The loop itself is pretty simple:
- I break down work into focused chunks–scaffolding, data model, API, etc.
- The agent writes code, lints, tests, documents, and updates the
PLAN.md. - I review and steer–correcting, feeding it more context, or pointing at examples.
Steering
The most important bit of the loop–and the one most people get wrong at first. Effective steering isn’t about reprompting and hoping for the best; it’s about funnelling the agent’s attention to the right context:
- TDD-like tests–describe expected behaviour, ask the agent to make them pass. My most reliable workflow, especially when porting across languages.
- Linting and static analysis via
Makefileor CI–the agent self-corrects. I aim for 80% coverage as a quality bar. - Steering by example–pointing at existing code that demonstrates the right approach.
- Switching models–
Claudestill writes dodgy tests (ok, fine, it forgets all sorts of corner cases), so I useCodexmodels for test and security audits.
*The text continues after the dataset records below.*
PR #654, opened 2025-12-05
[CS598] Add Mamba model support, new variants and updated tasks, and LR scheduler support for Trainer

kwand:
Daniel Kwan (NetID: dwkwan2)

This PR implements the following changes:

1. Preliminary support for the Mamba model, loosely based on reproduction of EHRMamba (https://arxiv.org/abs/2405.14567). Depends on the pure PyTorch mamba.py implementation of Mamba (https://github.com/alxndrTL/mamba.py, i.e. `pip install mambapy` - a library which is also used in HF Transformers) for building the actual Mamba blocks, which itself optionally depends on the official `mamba_ssm` implementation for their CUDA implementation (`use_cuda` currently set to false, to minimize dependencies) 
2. Two new variants of existing clinical predictive tasks (as specified in EHRMamba) on the MIMIC-IV dataset:
    - Mortality prediction within 31 days
    - Binary length-of-stay prediction (greater than one week or not)
3. Provides an updated version of the existing multi-class length-of-stay prediction function into the newer PyHealth task format (as the old function no longer works)
4. Implement LR scheduler support to the PyHealth Trainer, which can take in a LRScheduler class or optionally, a function that builds a scheduler (such as a SequentialLR for chaining together linear warmup and decay)

### DIFF
--- a/examples/example_mamba.ipynb
+++ b/examples/example_mamba.ipynb
@@ -1,0 +1,512 @@
+{
+ "cells": [
+  {
+   "cell_type": "markdown",
+   "id": "eb8b8ad6",
+   "metadata": {},
+   "source": [
+    "# Mamba on MIMIC-IV (Demo)\n",
+    "This minimal walkthrough uses PyHealth's built-in utilities to train the PyHealth Mamba model on a two new MIMIC-IV tasks: mortality prediction within one month, and binary LOS prediction over one week. It also includes a demonstration of using LR schedulers with PyHealth's Trainer."
+   ]
+  },
+  {
+   "cell_type": "code",
+   "execution_count": null,
+   "id": "f372eb74",
+   "metadata": {},
+   "outputs": [],
+   "source": [
+    "from pyhealth.datasets import MIMIC4Dataset, get_dataloader, split_by_sample\n",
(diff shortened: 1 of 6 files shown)


kwand:
Hi John,

I added the requested test cases and an `example_mamba.ipynb` notebook to `examples/` for a minimal example on using the Mamba model - and also pushed some remaining code that I forgot to earlier.

I couldn't figure out whether tasks should also have unit tests under `tests/`, since there doesn't seem to be any currently for MIMIC-IV tasks aside from under the `todo/` folder, so I simply demonstrated the new tasks under the same notebook 

The notebook also demonstrates the small (and very niche) use-case of providing a builder fn for a LR scheduler - in most cases, you would simply provide the class as with the existing optimizer behaviour.

Thanks,

joshuasteier:
Hi @kwand, following up on John's Dec 19 review. Just needs a few more things before it can merge:

- [ ] Add install requirement to pyproject.toml or raise error if mambapy not installed
- [ ] Add docs/api/models/pyhealth.models.Mamba.rst
- [ ] Add example initialization to docstrings
- [ ] Resolve merge conflict in tasks/__init__.py

. Let me know and I'm happy to do a full review once these are addressed.

jhnwu3:
We can probably close this one @joshuasteier since I believe we have Mamba inside the repo now.

PR #680, opened 2025-12-07
[CS 598] Add LSTM Model

bmalis2:
**Type:** Model Contribution
**Net IDs:** bmalis2, divyesh3
**Paper:** Addressing Wearable Sleep Tracking Inequity: A New Dataset and Novel Methods for a Population with Sleep Disorders
**Paper Link:** https://proceedings.mlr.press/v248/wang24a.html

**Description**: Implements a LSTM model class and a helper function test_lstm to test the class. 

**Model**: pyhealth/models/lstm.py
**Test**: function test_lstm

Model can be tested with `python pyhealth/models/lstm.py`

### DIFF
--- a/pyhealth/models/lstm.py
+++ b/pyhealth/models/lstm.py
@@ -1,0 +1,90 @@
+import torch
+from torch import nn
+from pyhealth.datasets import SampleDataset
+from pyhealth.models import BaseModel
+"""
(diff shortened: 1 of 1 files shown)


Logiquo:
LSTM is already included in the RNN

PR #687, opened 2025-12-07
Memory Efficient Dataset

Logiquo:


pyhealth/processors/image_processor.py
```diff
@@ -98,3 +101,8 @@ def __repr__(self) -> str:
             f"to_tensor={self.to_tensor}, normalize={self.normalize}, "
             f"mean={self.mean}, std={self.std}, mode={self.mode})"
         )
+
+
+def _convert_mode(img: Image.Image, mode: str) -> Image.Image:
+    """Convert a PIL image to the requested mode."""
+    return img.convert(mode)
```
Logiquo, line 108: to avoid pickle issue for multi-process

pyproject.toml
```diff
@@ -35,10 +35,11 @@ dependencies = [
   "urllib3~=2.5.0",
   "numpy~=1.26.4",
   "tqdm",
-  "polars~=1.31.0",
+  "polars~=1.35.2",
```
Logiquo, line 38: IMPORTANT! older version has memory bug on join operation

pyhealth/datasets/sample_dataset.py
jhnwu3, line 1: Just some thoughts: 

- If possible, it would be nice to keep the API the same, it would be good to combine InMemoryDataset with just SampleDataset, and maybe just have an in_memory=True/false init argument here. 
- I also wonder if we can keep the legacy samples= argument here someway? Not sure if that's possible since so many unit tests require some cute initialization of pseudo samples as an example.
- It might look really ugly, but I feel like create_sample_dataset() is a nice wrapper that could be instead just the SampleDataset's init() call here. (I could be wrong here, but it would be nice to consolidate)
- If the in-memory sampledataset is too heavy and a trivial speedup, we can simply just maintain the existing SampleDataset here instead maybe. 
- I see a SampleBuilder as well, not sure if it's possible to use that within SampleDataset instead??

Logiquo:
Closed in favour of #712

PR #694, opened 2025-12-07
[CS 598] Add Bonn EEG dataset/task

ravi14il:
**Contribution Type:** Dataset and Task
**Net ID:** ravi14

**Description**: Adding the Bonn EEG dataset  that was used in the paper I was reproducing (Known as Epilepsy in the paper). This is used to validate the model's robustness in domain transfer when pretrained on Sleep EEG (SleepEDF) Dataset which is already in Pyhealth. 

This dataset was also a test of trying to use the BaseDataset to load raw signal data that is not associated with patients/events along with streaming the data during the task.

Yes, that’s proper work. But it’s no different from managing humans, and it gets easier with practice.
Language Matters
Some languages are inherently better for agents–not in terms of popularity (any agent can do decent Python), but because strong types and annotations help models understand intent and self-correct.
In my experience, Go, Rust and TypeScript work much better than Swift (too many revisions, too-opinionated frameworks). Go in particular reinforces context through explicit function and interface references, and TypeScript has excellent tooling for enforcing good practices–which is why I’ve been using both a lot more recently.
What’s Next
My sandboxing approach is working well, and I don’t see myself changing it anytime soon. But I’ve been slowly extending my agents’ reach–piclaw, which started as a weekend hack, is now a fully-fledged agentic assistant on my phone, and I’ve been giving it more autonomy as I learn to trust the guardrails.
The next frontier (boy, is this a pompous term, but I guess corporate speak is sneaking in this late in the evening) is getting agents to collaborate–sharing context and skills to work as a group. I have some ideas about how to do it, but that’s a matter for another post.